START Provided entries

PR #120, opened 2023-09-15
MAINT: Port tests for lib/openstack_query/handlers

DavidFair:
### Description:

As part of the ongoing pytest migration, port
lib/openstack_query/handlers to use pytest

The test for `handler_base` has been removed, as there was nothing to test following an earlier PR which changed it to effectively an interface

### DIFF
--- a/tests/lib/openstack_query/handlers/test_client_side_handler.py
+++ b/tests/lib/openstack_query/handlers/test_client_side_handler.py
@@ -14,9 +14,16 @@ from tests.lib.openstack_query.mocks.mocked_props import MockProperties
 
 @pytest.fixture(name="mock_filter_func")
 def filter_func_fixture():
-    # Required to mock the filter_func
+    """
+    Stubs out something callable for the method
+    under test. We don't want any side effects from
+    this function, so we just pass.
+    """
+
     # pylint:disable=unused-argument
     def _mock_filter_func(prop, *args, **kwargs):
+        # We're not testing filter functions in this test, so
+        # pass instead of returning a value
         pass
 
     return _mock_filter_func
@@ -24,6 +31,11 @@ def filter_func_fixture():
 
 @pytest.fixture(name="instance")
 def instance_fixture(mock_filter_func):
+    """
+    Returns an instance with a mocked filter function
+    injects, and various properties to query presets
+    pre-defined
+    """
     _filter_function_mappings = {
         MockQueryPresets.ITEM_1: ["*"],
         MockQueryPresets.ITEM_2: [MockProperties.PROP_1, MockProperties.PROP_2],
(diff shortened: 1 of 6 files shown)


tests/lib/openstack_query/handlers/test_client_side_handler.py
```diff
@@ -12,293 +12,309 @@
 # pylint:disable=protected-access
 
 
-class ClientSideHandlerBaseTests(unittest.TestCase):
+@pytest.fixture(name="mock_filter_func")
+def filter_func_fixture():
+    # Required to mock the filter_func
+    # pylint:disable=unused-argument
+    def _mock_filter_func(prop, *args, **kwargs):
+        pass
```
meoflynn, line 20: Why does this method not return a value?

tests/lib/openstack_query/handlers/test_client_side_handler.py
```diff
@@ -12,293 +12,309 @@
 # pylint:disable=protected-access
 
 
-class ClientSideHandlerBaseTests(unittest.TestCase):
+@pytest.fixture(name="mock_filter_func")
+def filter_func_fixture():
```
meoflynn, line 16: Could we add a docstring to this method?

tests/lib/openstack_query/handlers/test_client_side_handler.py
```diff
@@ -12,293 +12,309 @@
...
+    # Required to mock the filter_func
+    # pylint:disable=unused-argument
+    def _mock_filter_func(prop, *args, **kwargs):
+        pass
+
+    return _mock_filter_func
+
+
+@pytest.fixture(name="instance")
+def instance_fixture(mock_filter_func):
```
meoflynn, line 26: Could we add a docstring to this method?

tests/lib/openstack_query/handlers/test_client_side_handler.py
```diff
@@ -12,293 +12,309 @@
...
+)
+def test_check_filter_func_valid_filters(input_val, instance):
+    """
+    Tests that check_filter_func method works expectedly - for filter_func which takes extra params
+    returns True only if args match expected args required by client-side filter function
+    """
+
+    # pylint:disable=unused-argument
+    def _mock_filter_func(prop, arg1: int, arg2: str = "some-default", **kwargs):
+        return None
```
meoflynn, line 238: Why does this method return `None`?

tests/lib/openstack_query/handlers/test_client_side_handler_datetime.py
```diff
@@ -33,147 +30,138 @@ def setUp(self):
...
+            NonCallableMock(),
+            NonCallableMock(),
+            NonCallableMock(),
+            NonCallableMock(),
+        )
+        mock_datetime.strptime.return_value.timestamp.return_value = (
+            prop_time  # Prop timestamp
+        )
+        mock_time_get_timestamp.return_value = (
+            user_time  # The user's selected timeframe
```
meoflynn, line 65: Doesn't `prop_time` and `user_time` need to be `NonCallableMock()` as well?

meoflynn (changes requested):

tests/lib/openstack_query/handlers/test_client_side_handler_datetime.py
DavidFair: This is a small static method to remove the duplication in the tests. 

Since it runs for both the younger than or older than we need to pick real values for `<` or `>` , since `NonCallableMock > NonCallableMock` potentially doesn't make sense

I had to double check it was intended and not a bug / thing we could improve, but I can't think how to avoid it :thinking:

meoflynn (approved):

END Provided entries

◆ Brief: Determine how many lines in the listing above contain the word "MockQueryPresets". Provide that figure only.

◆ Answer space: 2